Brytyjska Kompania Wschodnioindyjska powstanie

31 grudnia 1600 roku powstała Brytyjska Kompania Wschodnioindyjska

Tego dnia 1600 roku powstała Brytyjska Kompania Wschodnioindyjska

Brytyjska Kompania Wschodnioindyjska zrzeszała angielskich inwestorów prowadzących działalność w Indiach i na Dalekim Wschodzie, istniejąc ponad 250 lat.

Brytyjska Kompania Wschodnioindyjska – powstanie

W 1592 roku w bitwie koło portugalskich Azorów marynarka brytyjska starła się ze swoim hiszpańskim odpowiednikiem, odnosząc nad nim zwycięstwo. Efektem było pozyskanie okazałych łupów pochodzących z Dalekiego Wschodu. Wśród nich znajdowały się m.in. pieprz, cynamon, gałka muszkatołowa, porcelana czy złote i srebrne monety. Łączna wartość ładunku była monstrualna – wynosząc pół miliona funtów, co stanowiło równowartość połowy całego skarbu Wielkiej Brytanii.

Nic więc dziwnego, że wieści te rozeszły się pomiędzy kupcami i arystokratami z prędkością błyskawicy. Zakiełkowała wśród nich nadzieja szybkiego zarobku, która do tej pory była blokowana przez monopol Królestwa Portugalii na handel z Indiami i Chinami, a także długotrwałymi podróżami morskimi.

Nie zraziło to zainteresowanych i w roku 1599 wystosowali oni list do królowej Elżbiety I, w którym prosili o zgodę na wyprawę do Indii Wschodnich. Szacuje się, że kupców powołujących Brytyjską Kompanię Wschodnioindyjską mogło być nawet 200, wnieśli oni wkład liczący nieco ponad 70 tysięcy funtów.

31 grudnia 1600 roku królowa Elżbieta I poprzez złożenie podpisu i pieczęci pod Kartą Kompanii oficjalnie potwierdziła jej założenie.

Na herb Kompanii składały się dwa smoki trzymające tarczę, na której umieszczono trzy żaglowce, róże, lilie i lwy. Kompania legitymowała się ponadto dwiema dewizami – Deus indicat (Bóg wskazuje drogę) i Deo ducente – nil nocet (Gdy Bóg prowadzi – nic nie jest straszne).

Początki Brytyjskiej Kompanii Wschodnioindyjskiej

Pierwszym zarządcą Kompanii został Thomas Smythe, były szef Kompanii Lewantu, który prowadziła interesy handlowe na Bliskim Wschodzie. Smythe miał doświadczenie, które uzyskał kolonizując obszary w Ameryce Północnej. Czas pokazał, że okazało się to nieocenione w dalszej działalności przedsiębiorstwa. Dzięki królowej Elżbiecie Brytyjska Kompania Wschodnioindyjska mogła handlować na wschód od Przylądka Dobrej Nadziei.

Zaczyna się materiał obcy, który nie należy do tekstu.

PR #322, opened 2024-01-17
Replace session pointer with refcount

jean-roland:
Reopening of #320.

The entities `session` `publisher`, `subscriber` and `queryables` were sharing ownership of the same `_z_session_t` pointer, this caused issues like #312. This PR replaces the session pointer with a refcounter on the session pointer.

Had to modify how the refcount implementation was handled:
* Restricted the thread unsafe one to single thread mode only
* Added a c99 gcc only implementation

And renamed `pointer.h` / `_sptr_t` to `refcount.h` / `_rc_t`


include/zenoh-pico/collections/refcount.h
```diff
@@ -0,0 +1,261 @@
...
+#define _z_atomic_fetch_sub_explicit std::atomic_fetch_sub_explicit
+#define _z_memory_order_acquire std::memory_order_acquire
+#define _z_memory_order_release std::memory_order_release
+#define _z_memory_order_relaxed std::memory_order_relaxed
+#endif  // __cplusplus
+
+/*------------------ Internal Array Macros ------------------*/
+#define _Z_REFCOUNT_DEFINE(name, type)                                                          \
+    typedef struct name##_rc_t {                                                                \
+        type##_t *ptr;                                                                          \
```
p-avital, line 47: This should be a single pointer to `struct name##_rc_inner_t {type##_t value; _z_atomic(unsigned int) _cnt;};`, making the type smaller, reducing the number of allocations and reducing the number of cache lines occupied by a single value.

p-avital (changes requested):
I'd really like that change to the structure of refcounts, but the rest is approved

p-avital (approved):

Issue #278, opened 2023-11-09
failed to use `find_package(zenohpico)` [Bug] 


milyin:
### Describe the bug

There are 3 proper ways to use zenoh-pico library in customer cmake project:
- `find_package(zenohpico)`
- `add_subdirectory(../zenoh-pico)`
- `FetchContent` from github repository, which is just a wrapper over the `add_subdirectory` command

The `find_package` includes file `lib/cmake/zenohpico/zenohpicoConfig.cmake` generated from https://github.com/eclipse-zenoh/zenoh-pico/blob/master/PackageConfig.cmake.in 

The `add_subdirectory` includes project's CMakeLists.txt: https://github.com/eclipse-zenoh/zenoh-pico/blob/master/CMakeLists.txt

This approach works well for zenoh-c and zenoh-cpp. See for example testing of these featues in zenoh-c CI:

Install zenohc package:
https://github.com/eclipse-zenoh/zenoh-c/blob/master/.github/workflows/ci.yml#L43-L45
Test building examples using zenoh-c directory as subproject:
https://github.com/eclipse-zenoh/zenoh-c/blob/master/.github/workflows/ci.yml#L72-L74
Test building examples using installed zenohc package:
https://github.com/eclipse-zenoh/zenoh-c/blob/master/.github/workflows/ci.yml#L79-L81

The CMakeLists.txt in `examples` directory of zenoh-pico also allows to test both approaches. At this moment building with `find_package` doesnt work for zenoh-pico

It's necessary to fix it and add testing of both approaches to CI, like it's done in zenoh-c

### To reproduce

Install zenohpico as a package locally
```
git clone git@github.com:eclipse-zenoh/zenoh-pico.git
cmake -S zenoh-pico -B build -DCMAKE_INSTALL_PREFIX=~/FOO/install
cmake --build build --target install
```

Build examples using zenoh-pico as package:
```
cmake -S zenoh-pico/examples -B build_examples -DZENOHPICO_SOURCE=PACKAGE -DCMAKE_INSTALL_PREFIX=~/FOO/install
cmake --build build_examples 
```

This fails due to misconfigured line
https://github.com/eclipse-zenoh/zenoh-pico/blob/master/examples/CMakeLists.txt#L7
(zenohc instead of zenohpico::static)

But even after fix this the more problem comes: include direcrories and preprocessor settings are not provided to dependent project correctly

### System info

Ubuntu 22.04

Mallets:
[...]

PR #324, opened 2024-01-22
Fix build examples using find_package

jean-roland:
This fixes issue #278, the examples can now build in standalone with a preinstalled zenohpico library.


examples/CMakeLists.txt
```diff
@@ -19,6 +19,7 @@ function(add_example name)
 endfunction()
 
 if(UNIX)
+    add_definitions(-DZENOH_LINUX)
```
cguimaraes, line 22: If you define it here as well, then I suggest that you use instead the `CMAKE_SYSTEM_NAME` in a similar way to the root `CMakeLists.txt`.

jean-roland:
For now we should merge the fix and make the deeper rework on CMake mentioned by @milyin at a later date, created issue #332 for this purpose.

Mallets (approved):

PR #563, opened 2023-06-26
feat(resource-util): implement the DetectorSync resource detector interface

aabmass:
For more context, this new interface was added upstream (and the old one deprecated) so that resource detection will be "synchronous" and the SDK initialization can complete before any other code runs. For auto instrumentation, this is important so that monkey patching is finished before the user imports anything.

The deprecated `GcpDetector` will be removed in the next major version

### DIFF
--- a/packages/opentelemetry-resource-util/src/detector/detector.ts
+++ b/packages/opentelemetry-resource-util/src/detector/detector.ts
@@ -26,158 +26,150 @@ import * as gae from './gae';
 import * as metadata from 'gcp-metadata';
 import {Attributes} from '@opentelemetry/api';
 
-export class GcpDetectorBase {
-  // Cached project ID
-  private _project: string | undefined;
-
-  protected async _detect(): Promise<Resource> {
-    if (!(await metadata.isAvailable())) {
-      return Resource.EMPTY;
-    }
-
-    // Note the order of these if checks is significant with more specific resources coming
-    // first. E.g. Cloud Functions gen2 are executed in Cloud Run so it must be checked first.
-    if (await gke.onGke()) {
-      return await this._gkeResource();
-    } else if (await faas.onCloudFunctions()) {
-      return await this._cloudFunctionsResource();
-    } else if (await faas.onCloudRun()) {
-      return await this._cloudRunResource();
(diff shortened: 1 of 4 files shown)


packages/opentelemetry-resource-util/test/detector/detector.test.ts
```diff
@@ -207,3 +207,202 @@ describe('GcpDetector', () => {
     assert.deepStrictEqual(resource.attributes, {});
   });
 });
+
+describe('GcpDetectorSync', () => {
```
aabmass, line 211: These tests were copy pasted from above and I only updated

```diff
-const resource = await new GcpDetector().detect();
+const resource = new GcpDetectorSync().detect();
+await resource.waitForAsyncAttributes?.();
```

packages/opentelemetry-resource-util/src/detector/detector.ts
```diff
@@ -18,19 +18,19 @@ import {
...
+import {Detector, DetectorSync, Resource} from '@opentelemetry/resources';
 import * as gce from './gce';
 import * as gke from './gke';
 import * as faas from './faas';
 import * as gae from './gae';
 import * as metadata from 'gcp-metadata';
 import {Attributes} from '@opentelemetry/api';
 
-export class GcpDetector implements Detector {
+export class GcpDetectorBase {
```
punya, line 29: Nit: I generally avoid using class inheritance to model shared implementation. How about leaving `GcpDetector` unchanged (with the exception of a deprecation comment), and writing `GcpDetectorSync` using composition:

```ts
export class GcpDetectorSync implements DetectorSync {
  private asyncDetector = new GcpDetector();

  detect(): Resource {
    return new Resource({}, asyncDetector().then(res => res.attributes));
  }
}
```

punya (approved):

packages/opentelemetry-resource-util/src/detector/detector.ts
aabmass: I refactored the impl into a standalone function. The class was only being used for caching `projectId` which idek why I added, as it never gets re-read in the one-shot case.

PR #612, opened 2023-08-24
Use provider.register instead of setGlobalTraceProvider

hongalex:
Calling `provider.register()` calls `setGlobalTracerProvider` and also does some additional tweaking that makes context propagation work properly. Even though this sample doesn't do context propagation, this would save developers headache when they're copying and pasting the setup from this example and wondering why their propagators aren't working with instrumented libraries (which is what happened with me).


aabmass (approved):
Thanks for the PR!

aabmass:
@hongalex can you fix the commit message to follow convention commits?

aabmass:
:( not sure why it auto merged since that was a required check, oops

PR #622, opened 2023-09-19
Issue 620: Timestamps with floating point numbers cause metric processing to get stuck

### LINKED ISSUE #620: Timestamps with decimals cause metric forwarding to get stuck
    "@opentelemetry/api": "1.4.1",
    "@opentelemetry/core": "1.15.2",
    "@opentelemetry/resources": "1.15.2",
    "@opentelemetry/sdk-metrics": "1.15.2",

v16.14.2

### What did you do?
Very occasionally, metrics created with OpenTelemetry end up with a decimal part to their timestamps. This is presumably due to numeric precision issues causing integer math to create a floating point number. Attempting to process metrics with floating point timestamps causes a RangeError exception to be thrown. The exception isn't caught until somewhere well up the stack. A side effect is that the list of pending metrics is not cleared out, resulting in this error being hit every time the system tries to forward the list of pending metrics. The following is an example of a metric seen when this problem was encountered:

```{
    "attributes":
    {
    },
    "startTime":
    [
        1695096840,
        534000118.00000006
    ],
    "endTime":
    [
        1695096846,
        89824450
    ],
    "value": 22
```
The function that transforms the metrics should:
1. Round timestamps to prevent inadvertent decimal values from creating problems
2. Catch any exceptions to prevent them from bubbling up the stack and bypassing clean-up code. There is already a precedent in the function for discarding invalid metrics. This would extend it to discard any metrics where an exception was thrown while it was being processed.

I'll submit a PR shortly with the above fixes.

sethrwebster:
This PR does two things:
1. Rounds timestamp values to ensure they are integers, as floating point numbers will break downstream processing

W roku 1601 Kompania wyekspediowała 4 pierwsze statki w podróż handlową. Wiodła ona na tereny dzisiejszej Indonezji, na Jawę i Sumatrę. Uczestnicy wyprawy zaopatrzyli się tam w egzotyczne przyprawy, dotąd nieznane Europejczykom i założyli faktorię handlową, mającą ułatwiać handel pomiędzy tubylcami a członkami Kompanii. Łączna wartość przywiezionych do Wielkiej Brytanii dóbr wynosiła astronomiczny milion funtów.

Hinduski mariaż = portugalski problem

W 1608 roku Brytyjska Kompania Wschodnioindyjska wyprawiła ekspedycję do Królestwa Indii, mając nadzieję na otworzenie nowego szlaku handlowego. Zostali tam serdecznie przyjęci przez władcę – cesarza Dżihangira. Portugalczycy poczuli się zagrożeni – wszakże do tej pory ich pozycja na tych terenach była niepodważalna. Podjęli więc kroki, by wykurzyć niechcianych przybyszy.

W efekcie tego cesarz Dżihangir wycofał Anglikom zgodę na prowadzenie handlu. 4 lata później doszło do niespodziewanej eskalacji konfliktu, kiedy to pod Suvali cztery angielskie okręty zostały zaatakowane przez marynarkę portugalską, która liczyła na łatwe zwycięstwo. Nie wzięli pod uwagę tego, iż wyszkolenie Anglików znacznie przewyższa umiejętności żołnierzy portugalskich, w wyniku czego ci ostatni odnieśli porażkę.

Będący pod wrażeniem, hinduski cesarz zezwolił im na założenie faktorii handlowej, co jak się okazało, miało znaczne skutki. Od tej pory Brytyjczycy mieli przebywać w Indiach aż do roku 1947, kiedy to wyszły one z Korony Brytyjskiej.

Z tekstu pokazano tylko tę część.